Russian surveillance jets are already allowed fly over the US under the Open Skies Treaty
Russia is expected to ask for permission to fly new high-tech surveillance planes over the United States.
The planes are equipped with high-powered digital cameras which US officials fear could be used to help Moscow gather sensitive intelligence.
Moscow is already allowed to send surveillance jets over the US under the Open Skies Treaty, which allows all 34 signatories, including Russia and the US to conduct unarmed observation flights.
The aim of the 2002 treaty is to boost transparency about military activity and help monitor arms control and other agreements.
But, US military and intelligence officials say they fear Russia is taking advantage.
"The treaty has become a critical component of Russia's intelligence collection capability directed at the United States," Adm. Cecil D Haney, commander of the US Strategic Command, warned earlier this year.
"In addition to overflying military installations, Russian Open Skies flights can overfly and collect on Department of Defence and national security or national critical infrastructure," Haney said.
"The vulnerability exposed by exploitation of this data and costs of mitigation are increasingly difficult to characterise."

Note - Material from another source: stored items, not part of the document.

PR #142, opened 2022-03-22
get_gcm, load_cmip and get_experiment updates

norlandrhagen:


cmip6_downscaling/data/cmip.py
```diff
@@ -59,13 +53,13 @@ def postprocess(ds: xr.Dataset) -> xr.Dataset:
...
-    table_ids: str = "day",
-    grid_labels: str = "gn",
-    variable_ids: List[str] = ["tasmax"],
+    activity_ids: str,
+    experiment_ids: str,
+    member_ids: str,
+    source_ids: str,
+    table_ids: str,
+    grid_labels: str,
+    variable_ids: str,
```
jhamman, line 62:
```suggestion
    activity_ids: str = None,
    experiment_ids: str = None,
    member_ids: str = None,
    source_ids: str = None,
    table_ids: str = None,
    grid_labels: str = None,
    variable_ids: list[str] = None,
```

I think we should still be defaulting to None so these are not positional arguments. Also `variable_ids` should be a list, right?

cmip6_downscaling/data/cmip.py
```diff
@@ -93,64 +87,57 @@ def load_cmip(
...
+        col_subset = col.search(
+            activity_id=activity_ids,
+            experiment_id=experiment_ids,
+            member_id=member_ids,
+            source_id=source_ids,
+            table_id=table_ids,
+            grid_label=grid_labels,
+            variable_id=variable_ids,
+        )
+        if len(col_subset.keys()) > 1:
```
jhamman, line 100:
```suggestion
        keys = list(col_subset.keys())
        if len(keys) != 1:
```

cmip6_downscaling/data/cmip.py
```diff
@@ -93,64 +87,57 @@ def load_cmip(
...
+            raise ValueError('More than one search result exist in intak-esm search')
```
jhamman, line 101:
```suggestion
        keys = list(col_subset.keys())
        if len(keys) != 1:
            raise ValueError(f'intake-esm search returned {len(keys)}, expected exactly 1.')
```

cmip6_downscaling/data/cmip.py
```diff
@@ -93,64 +87,57 @@ def load_cmip(
...
-                .to_list()
-            )
-
-            # Q: why are we using the era5 storage_options
-            storage_options = config.get('data_catalog.era5.storage_options')
-            if len(stores) > 1:
-                raise ValueError('can only get 1 store at a time')
-
-            ds = xr.open_zarr(stores[0], storage_options=storage_options).pipe(postprocess)
+        ds = col_subset[list(col_subset.keys())[0]].to_dask().pipe(postprocess)
```
jhamman, line 103:
```suggestion
        ds = col_subset[keys[0]].to_dask().pipe(postprocess)
```

cmip6_downscaling/data/cmip.py
jhamman: if `variable_ids` is just a string, I suggest changing it to a `variable_id`.

cmip6_downscaling/data/cmip.py
```diff
@@ -93,64 +87,57 @@ def load_cmip(
...
 
-            # convert to mm/day - helpful to prevent rounding errors from very tiny numbers
-            if var == 'pr':
-                ds['pr'] *= 86400
+        # convert to mm/day - helpful to prevent rounding errors from very tiny numbers
+        if variable_ids == 'pr':
+            ds['pr'] *= 86400
```
jhamman, line 107: Another (better) option here is to check if `pr` is in `ds`:
```suggestion
        if 'pr' in ds:
            ds['pr'] *= 86400
```

Related to my comment above, this will handle the case where we get a dataset with multiple variables in it.

PR #144, opened 2022-03-22
Refactor/fullspace bugfix

orianac:
@norlandrhagen - would be great to get a review on this! thanks!! 🐈 🐈‍⬛ ❤️

### DIFF
--- a/cmip6_downscaling/methods/bcsd/tasks.py
+++ b/cmip6_downscaling/methods/bcsd/tasks.py
@@ -133,7 +133,7 @@ def fit_and_predict(
     coarse_obs_full_time_ds = xr.open_zarr(coarse_obs_full_time_path)
     experiment_train_full_time_ds = xr.open_zarr(experiment_train_full_time_path)
     experiment_predict_full_time_ds = xr.open_zarr(experiment_predict_full_time_path)
-
+    experiment_train_full_time_ds['time'] = coarse_obs_full_time_ds.time.values
     pointwise_model.fit(
         experiment_train_full_time_ds[run_parameters.variable],
         coarse_obs_full_time_ds[run_parameters.variable],
@@ -171,7 +171,7 @@ def postprocess_bcsd(
         UPath to post-processed dataset.
     """
 
-    target = results_dir / "interpolate_prediction" / run_parameters.run_id
+    target = results_dir / "daily" / run_parameters.run_id
     if use_cache and zmetadata_exists(target):
         print(f"found existing target: {target}")
         return target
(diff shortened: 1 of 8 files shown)


cmip6_downscaling/methods/bcsd/tasks.py
```diff
@@ -133,7 +133,7 @@ def fit_and_predict(
     coarse_obs_full_time_ds = xr.open_zarr(coarse_obs_full_time_path)
     experiment_train_full_time_ds = xr.open_zarr(experiment_train_full_time_path)
     experiment_predict_full_time_ds = xr.open_zarr(experiment_predict_full_time_path)
-
+    experiment_train_full_time_ds['time'] = coarse_obs_full_time_ds.time.values
```
norlandrhagen, line 136: Maybe we add a short note explaining why this is needed incase we see a similar error in the future.

cmip6_downscaling/methods/bcsd/tasks.py
```diff
@@ -171,7 +171,7 @@ def postprocess_bcsd(
         UPath to post-processed dataset.
     """
 
-    target = results_dir / "interpolate_prediction" / run_parameters.run_id
+    target = results_dir / "daily" / run_parameters.run_id
```
norlandrhagen, line 174: maybe "post-process" instead of daily?

norlandrhagen (commented):
Looks great! Just a note for future us -- at this point we were able to successfully run a full-space single year run from start to finish on a jupyter-lab instance.

orianac:
@jhamman @norlandrhagen 
As of commit [3fca939](https://github.com/carbonplan/cmip6-downscaling/pull/144/commits/3fca939ced6a50d888e1b17741b8c01eccf0486f) both a full space (1 year train, 1 year predict) and a small space (10x10 degree, 30 year train, 130 year predict) works with this setup:
- pip installing the upath fix (in the latest envs that @jhamman is installing) 
- change to kernel name in postbuild file housed in the same image fix as is getting handled in the bullet above
- rechunker v. 0.4.2 (this is NOT currently the image - we're currently using 0.3.3 - @norlandrhagen could we update that?)
currently trying out a full run!

cmip6_downscaling/methods/bcsd/tasks.py
orianac: i think that marking it `daily` denotes that it is a final output file whereas `postprocess` doesn't really mean much to me at least? the most important flag seems that it is in the `results_dir`, and from there we distinguish between timesteps. it also plays nice with the monthly/summary files that are named `monthly_summary` and `annual_summary`. but i'd be open to changing the `monthly_summary`

cmip6_downscaling/methods/bcsd/tasks.py
orianac: great point! i'll add a comment.

orianac: added a comment - @norlandrhagen - any chance you'd like to tackle this TODO?

PR #145, opened 2022-03-24
changed target paths and added cmip6_downscaling version to cache_store

norlandrhagen:


jhamman (approved):
This looks good. If this pattern persists, we may want to consolidate the path handling in a stand alone module but for now, this seems reasonably clean.

PR #146, opened 2022-03-24
time munging

norlandrhagen:
Added a time munging step to postprocess of load_cmip to shift gcm data by 12 hours to match obs.


cmip6_downscaling/data/cmip.py
```diff
@@ -47,6 +48,8 @@ def postprocess(ds: xr.Dataset) -> xr.Dataset:
     if ds.lat[0] > ds.lat[-1]:
         ds = ds.reindex({"lat": ds.lat[::-1]})
 
+    # Shifts time from Noon (12:00) start to Midnight (00:00) start to match with Obs
+    ds['time'] = ds['time'] - np.timedelta64(12, 'h')
```
jhamman, line 52: Perhaps worth trying this:

```suggestion
    ds['time'] = ds['time'].resample(time='1D').first()
```

PR #150, opened 2022-03-29
More cleanup

andersy005:
- Fixes import errors
- Adds pyupgrade pre-commit hooks 
- Bumps min Python version to 3.8 

Some modules (namely those under `workflows/`) are still not functional. It appears that some of these workflows are using tasks/functions that no longer exist. these workflows can be updated in subsequent PRs (i am currently working on the CMIP6 one).


andersy005:
pre-commit.ci autofix

andersy005:
Cc @norlandrhagen

PR #459, opened 2026-08-06
Fix IME Enter key submission

zhouzhuozhzh-maker:
## What changed

- Ignore Enter while the composer is handling an active IME composition.
- Handle WebKit's `keyCode === 229` process-key fallback, which can occur after `compositionend` on macOS.
- Apply the guard to both normal message submission and slash-command selection.
- Add regression coverage for active composition, the WebKit fallback, and normal Enter submission.

## Why

When a Chinese IME was used to enter English text, pressing Enter to confirm the pending input could also submit the message. WebKit can report `isComposing` as false by the time React receives that keydown, so checking `isComposing` alone is insufficient.

## Impact

IME confirmation now keeps the draft in the composer. A subsequent normal Enter still sends as expected.

## Validation

- `npm test -- --run src/components/Composer.input.test.tsx src/components/Composer.skills.test.tsx` (11 tests passed)
- `npm run build`

### DIFF
--- a/surfaces/gui/src/components/Composer.input.test.tsx
+++ b/surfaces/gui/src/components/Composer.input.test.tsx
@@ -1,0 +1,49 @@
+import { afterEach, describe, expect, it, vi } from "vitest";
+import { cleanup, fireEvent, render, screen } from "@testing-library/react";
+import { Composer } from "./Composer";
+
+const props = () => ({
+  mode: "interactive",
+  model: "gpt-5.6-sol",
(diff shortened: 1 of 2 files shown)


zhouzhuozhzh-maker:
Closing this to avoid adding another overlapping implementation for #64. Earlier PRs #65 and #74 already cover the same IME Enter guard. Thanks to the issue reporters and contributors; keeping the review queue focused.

Meanwhile, Stephen Rademaker, former assistant secretary of state for the US Bureau of Arms Control and the Bureau of International Security and Nonproliferation, told Congress in October that Russia has adopted a number of measures that are "inconsistent with the spirit" of the accord.

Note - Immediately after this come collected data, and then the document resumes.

PR #466, opened 2026-08-07
Fix custom model context-window overflow recovery

### LINKED ISSUE #441: Custom-model sessions become unrecoverable on context overflow — add per-model context-window configuration
## Summary

When a custom model's real context window is smaller than OpenWorker's fallback assumption, auto-compaction cannot recover from an overflow. Compaction reports success, the next request still exceeds the provider limit, and the recovery summarization fails too — leaving the session stuck in a `400 → trim → 400` loop.

Observed with a local custom `qwen36-35b` endpoint limited to 32,768 tokens.

## Impact

Once a session crosses the limit, there is no reliable recovery path within that session. The practical workaround is starting a new session, which loses the conversation context.

## Environment

| | |
|---|---|
| OpenWorker | v0.1.7 macOS desktop app |
| Model ID | `qwen36-35b` |
| Provider | Local OpenAI-compatible endpoint |
| Provider max context length | 32,768 tokens |
| Default compaction policy | 80% threshold; 250,000-token cap |

## Reproduction

1. Start a session with the custom model.
2. Have OpenWorker read a large file or otherwise grow the prompt past the model's 32k context limit.
3. Send another message.

## Actual behavior

OpenWorker reports:

```text
Context compacted — earlier turns were summarized
```

But the following request fails:

```text
This model's maximum context length is 32768 tokens.
However, your prompt contains at least 32769 input tokens.
```

After several retries, OpenWorker reports:

```text
Context trimmed — oldest turns dropped (summary unavailable)
```

Subsequent requests still fail with the same context-overflow error. The session never recovers.

## Expected behavior

Compaction should be budgeted against the active model's real context window, so an overflow is recoverable — including the recovery summarization request itself.

## Suspected cause

OpenWorker has context-window metadata for curated model IDs, but custom model IDs have no way to provide equivalent metadata.

In the current source, an unknown model ID falls back to a **128,000-token** context window; the separately configured **250,000-token** value is only the compaction cap. For a model whose actual limit is 32,768 tokens, OpenWorker can retain far more recent history than fits after compaction. The recovery summarizer is then built from the same oversized history and overflows too.

## Proposed product design

Keep the current compaction controls as a **global policy**:

```text
Compact at: 80% of the active model's usable context window
Maximum compaction trigger: 250,000 tokens
Summarizer model: session model or an explicit override
```

Add **per-model context-window metadata**, including an editable value for custom models:

```text
Model ID: qwen36-35b
Context window: 32768 tokens
```

Resolution order:

1. Explicit user override for the model
2. Provider-reported value, when available
3. Curated model matrix
4. Current fallback

This gives custom models the same behavior as curated models while preserving sensible defaults.

For example, with a 32,768-token custom model and a global 80% threshold, OpenWorker can begin compaction at an appropriately conservative point rather than treating the model as if it had a 128k context window. The global token cap remains a safety ceiling for very large-context models.

The model context-window value must be used for:

- Context meter
- Compaction trigger
- Preserved recent-history budget
- Summary budget
- Overflow recovery

## Reserve budget

Compaction should reserve room for system instructions, tool schemas, injected context, the compacted summary, a normal response, and a safety margin before calculating the usable prompt budget.

This prevents a nominal “80%” trigger from still overflowing once those additional parts are attached.

## Recovery summarization

If the normal summarization request would exceed the active model's usable context budget, recovery must reduce or chunk the source history before calling the model. It should not submit another summarization request that exceeds the same model limit.

## Acceptance criteria

- [ ] A custom model can have a user-configured context-window value.
- [ ] Curated models retain their built-in context-window values, but an explicit user override takes precedence.
- [ ] The active model's context-window value affects the context meter, compaction trigger, retained-history budget, summary budget, and overflow recovery.
- [ ] With `contextWindow: 32768`, post-compaction input stays within a safe usable budget and leaves room for a normal response.
- [ ] Recovery compaction never submits a summarization request that exceeds the active model's usable context budget.
- [ ] A session that has already overflowed returns to a working state without requiring a restart.

## Related

#120 requests better support for custom model IDs generally. This issue is narrower: missing context-window metadata makes auto-compaction unrecoverable for small-context custom models.

I can provide a minimal reproduction with a custom OpenAI-compatible endpoint if helpful.

zhouzhuozhzh-maker:
## Summary

- add persistent per-model context-window overrides for custom and proxied models
- merge overrides with curated metadata so the context meter and compaction engine share one effective value
- reserve response/safety headroom when retaining recent history and hard-bound recovery summarization to the selected model's window
- add Settings UI plus backend, engine, pure-policy, and Playwright coverage for a 32,768-token custom model

## Verification

- `.venv/bin/python -m pytest -q` — 1116 passed, 1 skipped
- `npm test` — 108 passed
- `npm run build`
- `npm run e2e -- e2e/compaction.spec.ts` — 2 passed

Fixes #441

### DIFF
--- a/coworker/compaction.py
+++ b/coworker/compaction.py
@@ -29,6 +29,12 @@ DEFAULT_CONTEXT_WINDOW = 128_000
 KEEP_RECENT_FRACTION = 0.25
 # The summarizer call itself: tools off, modest ceiling.
 SUMMARY_MAX_TOKENS = 3_000
+# Space the summarizer never spends on its input or requested output. Provider tokenizers
+# and chat framing differ, so this is deliberately conservative rather than exact.
+SUMMARY_SAFETY_MARGIN_TOKENS = 2_048
+# Room kept outside the compacted prompt for a normal assistant response. This scales
+# down for tiny windows but reaches 4k for the 32k+ models that motivated #441.
+RESPONSE_RESERVE_TOKENS = 4_096
 # Per-message clip when rendering the span for the summarizer; tool results are the
 # first casualty (huge and mostly stale — a file read 40 turns ago is better re-read).
 _SPAN_TOOL_RESULT_CLIP = 400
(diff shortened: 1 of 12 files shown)


zhouzhuozhzh-maker:
### Screenshot

Models → Context compaction with a custom 32,768-token window:
clipboard

PR #467, opened 2026-08-07
fix(outlook): bound message pagination and payloads

### LINKED ISSUE #465: Outlook connector loops on pagination, blows past token limit on single day inbox listing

Russia, for example, has imposed restrictions on surveillance over Moscow.
But other officials have played down concerns, saying the correct precautions are in place to ensure all nations signed up to the treaty are protected.
They include the requirement for signatories to share all the information gathered with the 33 other nations.
"... one of the advantages with the Open Skies Treaty is that we know exactly what the Russians are imaging, because they must share the imagery with us," Rose Gottemoeller, undersecretary of state for arms control and international security, told a hearing in December.
According to a State Department official, the treaty nations have not yet received notice of the Russian request.
It comes at a time of heightened tensions the US and Russia, chiefly over Moscow's actions in Syria and Ukraine.
US jets have also had to intercept Russian bombers on numerous occasions over the last few years after they flew too close to US territory or US military equipment.